(Collected data entries)
———

PR #5164, opened 2024-08-07
PROD-2345 - Implement notice-based consent for SaaS connector

eastandwestwind:
Closes https://ethyca.atlassian.net/browse/PROD-2345

### Description Of Changes

Implements the ability for SaaS connectors to handle notice-based consent. 

When we detect that a specific SaaS Connector has a registered `update_consent`fn, we follow this notice-based flow, where we send a map of notice -> user preference to the connected service. 

Before, we only supported opt-in / opt-out consent for SaaS connectors, in which we only were able to send one user preference to each configured fn in the yml.

The result of this PR is the internal structure to support this notice-based consent flow, but we require at least 1 SaaS implementation of the `update_consent` fn to fully e2e test. For now we rely on unit tests, but we'll want to test e2e once https://ethyca.atlassian.net/browse/PROD-2484 is complete.

### Code Changes

* [ ] Implement notice-based consent for base SaaS connector
* [ ] Adds tests

### Steps to Confirm

* [ ] Confirm tests pass

### Pre-Merge Checklist

* Documentation:
* [ ] Update `CHANGELOG.md`


src/fides/api/schemas/consentable_item.py
```diff
@@ -60,3 +61,17 @@ def merge_consentable_items_recursive(
         merge_consentable_items_recursive(api_item, target_item)
 
     return api_items
+
+
+def build_consent_item_hierarchy(
```
eastandwestwind, line 66: this fn lives in Fidesplus, but we need it in Fides

src/fides/api/service/connectors/saas_connector.py
```diff
@@ -615,86 +633,155 @@ def run_consent_request(
...
+            SaaSRequestOverrideFactory.get_override(
+                saas_config.type, SaaSRequestType.UPDATE_CONSENT
+            )
         )
 
-        if should_opt_in is None:
-            logger.info(
-                "Skipping consent requests on node {}: No actionable consent preferences to propagate",
-                node.address.value,
+        if notice_based_override_fn:
```
eastandwestwind, line 653: here, we're saying if we have registered a notice_based override, we follow the notice-based flow

src/fides/api/util/consent_util.py
```diff
@@ -54,9 +58,15 @@ def filter_privacy_preferences_for_propagation(
     return filtered_on_use
 
 
-def should_opt_in_to_service(
```
eastandwestwind, line 57: renamed this existing fn to better reflect what it returns, which is a Tuple of:
1. Some kind of consent preference(s), for opt-in/out this is just True or False, for notice-based this is a mapping
2. The complete list of preferences that apply for sake of reporting

src/fides/api/util/consent_util.py
```diff
@@ -85,15 +95,39 @@ def should_opt_in_to_service(
...
         return None, []  # We should do nothing here
 
-    # Collapse relevant preferences into whether we should opt-in or opt-out
+    filtered_preferences: List[PrivacyPreferenceHistory] = []
+
+    # 1. NOTICE-BASED WORKFLOW
+    if is_notice_based:
+        notice_id_to_preference_map: Dict[str, UserConsentPreference] = {}
+        # retrieve notices from the DB if they are associated with a relevant preference
+        notices_with_preference: Query = session.query(PrivacyNotice).filter(
```
eastandwestwind, line 114: This chunk of work attempts to build our notice map and preferences in the most efficient way possible, in which we only need to make one DB query instead of multiple.

tests/ops/service/connectors/test_saas_connector.py
```diff
@@ -878,6 +904,44 @@ def test_preferences_executable(
...
+        name = iterable_connection_config_no_secrets.saas_config["type"]
+        register(name, SaaSRequestType.UPDATE_CONSENT)(valid_consent_update_override)
+        assert valid_consent_update_override == SaaSRequestOverrideFactory.get_override(
+            name, SaaSRequestType.UPDATE_CONSENT
+        )
+        privacy_preference_history.privacy_request_id = (
+            privacy_request_with_consent_policy.id
+        )
+        # todo- implement manually getting this key, remove this placeholder in test
+        privacy_preference_history.notice_key = "example_privacy_notice_1"
```
eastandwestwind, line 924: Todo- need to confirm notice_key should not be auto-generated on the PrivacyPreferenceNoticeHistory model when a row on `PrivacyPreferenceNoticeHistory` is initially created.

eastandwestwind: If we cannot expect it to be auto-generated, then we'll need to implement additional code to get notice_key based on the privacy preference history id. 

To do this:

* `privacy_notice_history_id` on `PrivacyPreferenceHistory` matches `privacy_notice_history_id` on one (or more?) of `privacy_notice.translations`

tests/ops/service/connectors/test_saas_connector.py
```diff
@@ -878,6 +904,44 @@ def test_preferences_executable(
...
+        execution_node = traversal_node.to_mock_execution_node()
+        connector.run_consent_request(
+            node=execution_node,
+            policy=consent_policy,
+            privacy_request=privacy_request_with_consent_policy,
+            identity_data={"ljt_readerID": "abcde"},
+            request_task=request_task,
+            session=db,
+        )
+        # todo- how to assert override fn was called?
```
eastandwestwind, line 939: Open question here

src/fides/api/task/graph_task.py
```diff
@@ -815,17 +815,18 @@ def build_consent_dataset_graph(datasets: List[DatasetConfig]) -> DatasetGraph:
...
+        connection_config: ConnectionConfig = dataset_config.connection_config
+
+        if connection_config.connection_type != ConnectionType.saas:
+            continue
+
+        saas_config = connection_config.get_saas_config()
+        if not saas_config:
+            continue
+
+        if ActionType.consent in saas_config.supported_actions:
```
eastandwestwind, line 827: Thanks for updating this @galvana ! From what I understand, our check that `saas_config.get("consent_requests")` exists was too restrictive, because for bi-directional / notice-based consent, we won't have any consent requests defined in the yml, and instead we rely on the `supported_actions` which is based on whether or not we have that `CONSENT_UPDATE` override fn defined. Is that correct?

tests/ops/service/connectors/test_saas_connector.py
eastandwestwind: update- from @galvana: 

> here's where the notice_key is set, it's in Fidesplus https://github.com/ethyca/fidesplus/blob/main/src/fidesplus/api/preferences/preferences_util.py#L444 but because this is a Fidesplus workflow, we can assume it will be there for us

eastandwestwind: We should add a test in Fidesplus to assert that the `privacy_notice_history_id` val is set when notices served endpoint is hit, comment above it's for bi-directional consent

src/fides/api/service/connectors/saas_connector.py
```diff
@@ -861,23 +972,31 @@ def _invoke_masking_request_override(
 
     @staticmethod
     def _invoke_consent_request_override(
+        override_function: RequestOverrideFunction,
         override_function_name: str,
```
galvana, line 976: In my previous implementation, I passed in `override_function_name` because I performed the function lookup inside `_invoke_consent_request_override`. Now, we look up the function outside because we need it to determine which flow to use. I think in our new use case we can remove this param, and just call `override_function.__name__` if we want to use the function name in the logs. Better to pull the name directly from the function.

src/fides/api/service/connectors/saas_connector.py
```diff
@@ -621,80 +665,147 @@ def run_consent_request(
...
+            fired = self._invoke_consent_request_override(
+                notice_based_override_fn,
+                saas_config.type,
+                self.create_client(),
+                policy,
+                privacy_request,
+                self.secrets,
+                identity_data,
+                notice_id_to_preference_map,  # type: ignore[arg-type]
+                self.build_notice_based_consentable_item_hierarchy(
```
galvana, line 711: We should move this check earlier and avoid calling the `consent_update` altogether if the consentable items are `None`. I would treat this the same as not having any consent preferences.

src/fides/api/service/connectors/saas_connector.py
```diff
@@ -621,80 +665,147 @@ def run_consent_request(
...
+                )
+                raise SkippingConsentPropagation(
+                    f"Skipping consent propagation for node {node.address.value} - no actionable consent preferences to propagate"
+                )
+            cache_initial_status_and_identities_for_consent_reporting(
+                db=session,
+                privacy_request=privacy_request,
+                connection_config=self.configuration,
+                relevant_preferences=filtered_preferences,
+                relevant_user_identities=identity_data,
```
galvana, line 700: The old flow used the consent requests defined in the SaaS config to determine the "relevant user identities". We should look into the importance of using a filtered list versus all of the identities. If we need to filter this list down, maybe we can add another function so that each integration can return which identities are relevant.

galvana (commented):
Thanks for taking on such a core part of bidirectional consent 💪! I left some minor recommendations, let me know that you think. Also, a more general nit, would you be open to changing instances of `fn` with `function`?

src/fides/api/service/connectors/saas_connector.py
```diff
@@ -621,80 +665,147 @@ def run_consent_request(
...
+                    fired = self._invoke_consent_request_override(
+                        override_function,
+                        consent_request.request_override,
+                        self.create_client(),
+                        policy,
+                        privacy_request,
+                        self.secrets,
+                        None,
+                        None,
+                        None,
```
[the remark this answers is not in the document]
eastandwestwind: so much better!

src/fides/api/service/connectors/saas_connector.py
eastandwestwind: good call!

src/fides/api/service/connectors/saas_connector.py
eastandwestwind: Right, we'd determined that for now we needed all identities. But yes, how do we determine on the integration side which specific identity we need for any given request? I think we can definitely follow-up with work to expose a "relevant_identities" fn per integration if that's needed...

galvana (approved):
Thanks for making the changes! This looks good to go 👍

PR #5173, opened 2024-08-09
add git tag version to window.Fides

gilluminate:
Closes [PROD-1235](https://ethyca.atlassian.net/browse/PROD-1235)

### Description Of Changes

To aid in troubleshooting, debugging, and all-around code hygiene, we'll now include a version number in the built FidesJS package like so:
```window.Fides.version = "2.22.0";```

### Code Changes

* add new `git-tag-version` npm package
* during rollup.js build, replace `__FIDES_JS_VERSION_NUMBER__` in the scripts with the currently tagged version.

### Steps to Confirm

* Run the demo site (http://localhost:3001/fides-js-demo.html)
* In the browser console, type `Fides.version` and press return
* validate that the current tagged version is returned

### Pre-Merge Checklist

* [ ] All CI Pipelines Succeeded
* [ ] Issue Requirements are Met
* [ ] Update `CHANGELOG.md`

[PROD-1235]: https://ethyca.atlassian.net/browse/PROD-1235?atlOrigin=eyJpIjoiNWRkNTljNzYxNjVmNDY3MDlhMDU5Y2ZhYzA5YTRkZjUiLCJwIjoiZ2l0aHViLWNvbS1KU1cifQ

PR #5185, opened 2024-08-13
Revert "add git tag version to window.Fides (#5173)"

gilluminate:
This reverts commit 57be06ee007505de17d6700c1adb8395db261482.


NevilleS (approved):
We'll find a new way!

PR #284, opened 2025-08-31
Transition to Rust 2024 Edition

RayJW:
This PR updates the project to use the newer 2024 edition for Rust. This, for one, enables the usage of newer Rust features, but in the meantime more importantly just ensures that formatting etc. adheres to the most up-to-date best practices in writing Rust code.

Most of the changes are fully automated and thoroughly tested by the Rust project. You can see the migration guide I followed [in the docs](https://doc.rust-lang.org/edition-guide/editions/transitioning-an-existing-project-to-a-new-edition.html). The only manual changes were made to `comfyui_connector.rs` to fix three warnings for [new temporary scope rules](https://doc.rust-lang.org/nightly/edition-guide/rust-2024/temporary-tail-expr-scope.html).

In my testing this didn't affect anything, but of course if more people could look at these changes, that would be great.

PR #286, opened 2025-08-31
Bump All Major Dependencies

RayJW:
With this PR I tried to modernize the whole codebase a bit by upgrading all dependencies including major jumps like for wgpu.

It is no secret, that for now the performance of RapidRAW can be a bit lacklustre compared to other alternatives. This definitely seems to help a bit on the two systems I've tested these changes on. One with an AMD card and one with an Intel iGPU. There are more things I'd like to explore, but I think this change together with #284 should lay a good foundation to explore more performance optimizations. I particularly want to look at wgpu caching for pipelines, which is now available thanks to these new versions.

Before merging this, it certainly needs some more testing across more devices, and it would probably make sense to merge #284 first and then reformat everything according to the new standard. But I still wanted to create this PR for now, so testing can be done and a review of the logical changes can be done.

### DIFF
--- a/package-lock.json
+++ b/package-lock.json
@@ -10,7 +10,7 @@
       "dependencies": {
         "@dnd-kit/core": "^6.3.1",
         "@dnd-kit/utilities": "^3.2.2",
-        "@tauri-apps/api": "^2.5.0",
+        "@tauri-apps/api": "^2.8.0",
         "@tauri-apps/plugin-dialog": "^2.2.2",
         "@tauri-apps/plugin-opener": "^2",
         "@tauri-apps/plugin-os": "^2.3.0",
@@ -38,7 +38,7 @@
       },
       "devDependencies": {
         "@eslint/js": "^9.32.0",
-        "@tauri-apps/cli": "^2.5.0",
+        "@tauri-apps/cli": "^2.8.3",
         "@types/lodash.debounce": "^4.0.9",
         "@types/react": "^19.1.8",
         "@types/react-dom": "^19.1.6",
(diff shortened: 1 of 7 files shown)


CyberTimon:
Thank you for the PR 🥇! I’ll give it a full review when I get home, as mentioned in #284, but from a quick glance it looks good.

CyberTimon:
From a quick test during the last break, I noticed that the thumbnails seem to lag by one adjustment. It could just be a one-off bug on my MacBook, but I’ll dig into it more thoroughly when I get home. Do you have any idea what might be causing this?
EDIT: Also when zooming in, which loads the full screen high res preview, the application crashes.

RayJW:
> From a quick test during the last break, I noticed that the thumbnails seem to lag by one adjustment. It could just be a one-off bug on my MacBook, but I’ll dig into it more thoroughly when I get home. Do you have any idea what might be causing this? 

Yep, I missed that. I narrowed it down to the version bump from wgpu 24.0 to 26.0 (25.0 throws a bunch of errors, I'm not sure where they're coming from). Looking at the changelog from wgpu I'm not sure what could be causing this, but I'm still looking into it.

> EDIT: Also when zooming in, which loads the full screen high res preview, the application crashes.

This doesn't seem to happen on my device. Not sure if it's down to macOS? If you have any more pointers, let me know.

CyberTimon:
Thanks! I’ll also search for a fix when I have some time. My driving lessons were a bit long today, so I couldn’t look into it yet, but I’ll get to it tomorrow.

CyberTimon:
Hey @RayJW, I've found the fix for both the crash and the thumbnail lag! It was a race condition caused by the wgpu update; changing `device.poll(wgpu::PollType::Poll)` to the blocking `device.poll(wgpu::PollType::Wait)` in `read_texture_data` resolves everything.

CyberTimon:
I’ll review a few other functions later, but for now we’re all set.

CyberTimon:
Tested the other parts - they look good to me. We can fix upcoming issues later :)

Thank you again for the PR 💯

RayJW:
> Hey @RayJW, I've found the fix for both the crash and the thumbnail lag! It was a race condition caused by the wgpu update; changing `device.poll(wgpu::PollType::Poll)` to the blocking `device.poll(wgpu::PollType::Wait)` in `read_texture_data` resolves everything.

Wow, I looked at that specifically yesterday and totally overlooked it. Should've slept over it first. Thanks for finding a fix! Tested everything again and seems fine now :) Thanks for moving this forward!

PR #308, opened 2025-09-10
Cargo style documentation for developper

slcorrensi:
This is a beginning of code comments to create cargo style documentation for the backend. It would allow easier dive into the project for newcomers. Not all the files are yet commented (especially ai_processing.rs, comfyui_connector.rs and file_management.rs). Some function explanations are not the best yet but this is a start.


CyberTimon:
Thanks for putting this together! I’d prefer not to merge it right now though, since I find comments slow me down in development a lot (as I use a lot of AI to code). Maybe we can revisit a different approach to docs later on. What do you think?

da-anda:
IMHO the best place for a documentation is within the code and AI tools should not have a problem with adding documentation along the way. They can also use the documentation to understand what a method is supposed to do.

sidenote: you should probably add an `AGENTS.md` file as well as an `.editorconfig` file to ensure certain CGL, regardless if code was created by AI or a dev

kellpossible:
> IMHO the best place for a documentation is within the code and AI tools should not have a problem with adding documentation along the way. They can also use the documentation to understand what a method is supposed to do.

Seconding this!. Also sometimes its nice to know the intended purpose of a function or data type, in isolation from the rest of the system, I think this is where doc comments come in. Otherwise it's more likely to get used and changed in strange ways. 

Also aside from whether or not AI will take any notice of the comments (I think it will too though), I think some docs like this can help and encourage human contributors 🙂

PR #326, opened 2025-09-16
Update App Identifier to New Domain

RayJW:
This mainly adjusts the Flatpak packaging data to the new reverse-domain structure with the WIP website. However, some invalid domains across the repo were fixed as well. I also adjusted the data for the new v1.3.13 release.

I also took the liberty of prematurely adding the to-be domain for the Flatpak package, and my editor took care of some formatting issues. Obviously, some projects don't like unrelated changes like that, so I'll revert them if wanted.


RayJW:
Once this is merged and in a tagged release, https://github.com/flathub/flathub/pull/6941 will build properly and can move ahead with publishing.

CyberTimon:
Currently, RapidRAW stores its downloaded models, presets, thumbnails, and configuration files in:
 - C:\Users\USER\AppData\Roaming\com.rapidraw.app
 - C:\Users\USER\AppData\Local\com.rapidraw.app

From what I understand, changing the identifier in the Tauri config would also change these storage paths. This would force users to regenerate thumbnails, re-download AI models, and lose all existing presets. Is that change really necessary?

Additionally, I’ve noticed a potential DNS issue: https://www.getrapidraw.com/ is only accessible with the www subdomain. Accessing it directly via https://rapidraw.com doesn’t work. Not sure if this could cause problems in combination with Flatpak, but I wanted to inform you.

RayJW:
> From what I understand, changing the identifier in the Tauri config would also change these storage paths. This would force users to regenerate thumbnails, re-download AI models, and lose all existing presets. Is that change really necessary?

I see, but from what I understand you do not have control over rapidraw[dot]com, and it would generally be pretty bad practice from a security standpoint to potentially mislead your users with domains that could be taken over by a malicious actor, as it is currently for sale. Since the current configuration is a spec-compliant [reverse-domain notation](https://en.wikipedia.org/wiki/Reverse_domain_name_notation) that would strongly imply, to users and automatic tools, that rapidraw[dot]com is the official domain of this project. I get that this might be bad from a user experience standpoint, but I feel like postponing this change is trouble waiting to happen.

> Additionally, I’ve noticed a potential DNS issue: [getrapidraw.com](https://www.getrapidraw.com/) is only accessible with the www subdomain. Accessing it directly via [rapidraw.com](https://rapidraw.com) doesn’t work. Not sure if this could cause problems in combination with Flatpak, but I wanted to inform you.

I saw that as well, but since getrapidraw.com redirects to www.getrapidraw.com, I don't see this being a problem. Is there any reason you host your website on the www subdomain? Other than it being an age-old tradition on the internet, there is no benefit to using prefixing www unless you want to use the root of the domain for something else.

CyberTimon:
Thanks for explaining - I wasn’t aware of the risks with the domain. You’re right, it’s better to make the change now than risk issues down the line. I’m fine with moving forward on this.

> Is there any reason you host your website on the www subdomain?

Yes - at the moment I can’t point the root A record to my webserver, so I can only use a CNAME (www). That’s why the site is currently only accessible via the www subdomain.

Merci

CyberTimon:
@RayJW It looks like we’ve run into an issue: https://github.com/flathub/flathub/pull/6941#issuecomment-3300244833

Flatpak requires me to host a verification .txt file on the domain root, but I can’t point the A record directly since my webserver doesn’t yet have a static IP. At the moment, I’m only able to serve the file under the www subdomain: https://www.getrapidraw.com/.well-known/org.flathub.VerifiedApps.txt

william-sy:
> @RayJW It looks like we’ve run into an issue: [flathub/flathub#6941 (comment)](https://github.com/flathub/flathub/pull/6941#issuecomment-3300244833)
> 
> Flatpak requires me to host a verification .txt file on the domain root, but I can’t point the A record directly since my webserver doesn’t yet have a static IP. At the moment, I’m only able to serve the file under the www subdomain: https://www.getrapidraw.com/.well-known/org.flathub.VerifiedApps.txt

Not sure what hosting you do, But usually a verification is done at dns level with a TXT record.

As for the website. Might I suggest you build it statically ? then you can just host it on cloudflare pages for free its not like you use a contact form or anything. 

From there hosting txt files should be easier aswell, and you can host the website on github in a private repo :)

CyberTimon:
@william-sy Thanks for the recommendation! I’ll definitely check it out soon. In the meantime, I plan to migrate the website from the current server (which doesn’t have a static IP) to a Hetzner VPS. That way, I’ll have a static IP and can properly point the A record.

SimonIT:
You can also use GitHub Pages for a static web page with your own domain

PR #334, opened 2025-09-18
Flatpak Updates & Documentation

RayJW:
This supersedes #326 by adopting all the discussed changes except the new app identifier, since the Flathub team would like to keep the current one, so it'll be the easiest to maintain that one across all platforms.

———

- _TASK ITEM_: Wherever a line of the data holds "issuecomment", copy that line.

- _ANSWER SECTION_:
@RayJW It looks like we’ve run into an issue: https://github.com/flathub/flathub/pull/6941#issuecomment-3300244833
> @RayJW It looks like we’ve run into an issue: [flathub/flathub#6941 (comment)](https://github.com/flathub/flathub/pull/6941#issuecomment-3300244833)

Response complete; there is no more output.